* **Input records**:
PR #2430, opened 2017-05-15
[A11y] Make the property grid fully keyboard accessible

iainx:
Tab/Shift-Tab moves through the rows and <space> collapses/expands rows

Fixes BXC #53711


iainx:
This isn't complete, so I'm going to close it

* **Exercise directions**: Beginning with the line containing "Fixes BXC #53711" and ending with the last line of the listing above, return every line exactly and nothing else.

* **Response area**:
Fixes BXC #53711


iainx:
This isn't complete, so I'm going to close it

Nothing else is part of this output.